Message par Ju » mar. 20 déc. 2005 12:35

Parfois la rue devient la jungle. Imagine des bruits de canons et de mitrailles. Des sons étranges comme du métal extrême qui surgissent dans la réalité…
La crache, le sang, les insultes, les bastons… les couteaux. La haine mêlée à la fureur de la ville…

Cicatrices à vie.
Cicatrices à sang et à feu…

Quelques os cassés, des flaques écarlates au sol, les ciels sont souvent noirs.
Aucune étoile. C’est la nuit.
Si tu as choisis la rue ; la nuit à passer dehors ; alors… n’ait pas peur de combattre.
Tu ne peux pas être faible, ni être lâche…au péril de ta propre vie.
La rue… la jungle.
La rue… la ruse.
C’est ça d’être un cow-boy de la liberté.


....Seul, tes pieds marchent sans destination précise… trottoirs, hangars, chemins… ton seul allié le hasard. Les longs moments où tu peux te sentir aussi léger que le corbeau qui se fait pousser par le vent. Les seuls moments où tu ouvres les yeux le sourire dessiné au coin de tes lèvres en te chuchotant à toi-même ; je suis libre… je suis libre… cette fois tu y crois vraiment.

....Mais comment peux-tu m’entendre si tu n’as pas mes oreilles ? Comment peux tu comprendre si tu n’es qu’un mouton buté qui se laisse influencer par cette crade société ?

La société menace ta vie.
Tu n’es pas libre, tu es emprisonné dans cette pourriture qu’est le système

Cette pourriture
Qu’est le système

....Doigt levé au bord d’une route = début d’un long voyage
= liberté !
= découverte !
= joie !
= …. Tout ce que tu veux…
....Imagine un instant.
Ferme les yeux, allume toi une clope, met un bon skeud et continue je t’en prie…

...Continue, tu es libre… tu es libre… aucune entrave dans ta tête…

...N’aie pas peur de frôler la mort, le froid, la honte dans le regard des gens… trop de gens qui ont honte devant la différence, devant la prostituée, la droguée, ou l’alcoolique… peut-être qu’ils ne souhaitent pas regarder leur vraie nature… tout simplement. A refouler, refouler, ils deviennent tous cinglés.

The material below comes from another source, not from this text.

PR #479, opened 2025-09-18
Unify task retry handling

clostao:
## Problem

For the task 'publish-nodes' we have a custom error management handler for avoiding re-publishing nodes twice. This custom handler was justified provided the publication of all nodes happen through the same task. But there's no big reason why we should process all through just one task.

...Tu la découvres au fil des heures interminables qui passent.
Elle t’enveloppe jusqu’à planter ses cruelles griffes dans ton cœur.
Et oui, je t’avais dit qu’aux yeux des gens tu ne serais qu’un fantôme, ou pire encore, un déchet… une ordure.
Tu veux faire plaisir à une société qui s’en contrefout totalement de toi… ce n’est pas ta mère ce système.
Et même ta mère ne dois pas t’influencer ta vie… tu le savais pas ça ? –BORDEL MAIS QUE SAIS TU DE LA LIBERTE ALORS ???-
J’espère qu’après ce petit voyage, tu ne la suceras plus cette putain de société.

Et là, au milieu d’une rue, tu te rends compte que sans ta famille, sans tes papiers officiels, sans ta petite maison confortable, sans tes potes, tu ne sais plus qui tu es. C’est grave, très grave, tu t’en rends compte au moins ?? Il était temps de réagir

....Je viens de te faire sortir de ta cage, mais tu n’es pas encore libre. Tant que tu ne connaîtras pas ton âme… je ne te donnerai pas le droit d’être libre. La première étape est de te connaître, d’enlever les menottes de ton âme et de la laisser s’envoler… avec ton esprit et ton corps bien sûr… pour une parfaite fusion, une harmonie intangible, un être entier, libre… toi !!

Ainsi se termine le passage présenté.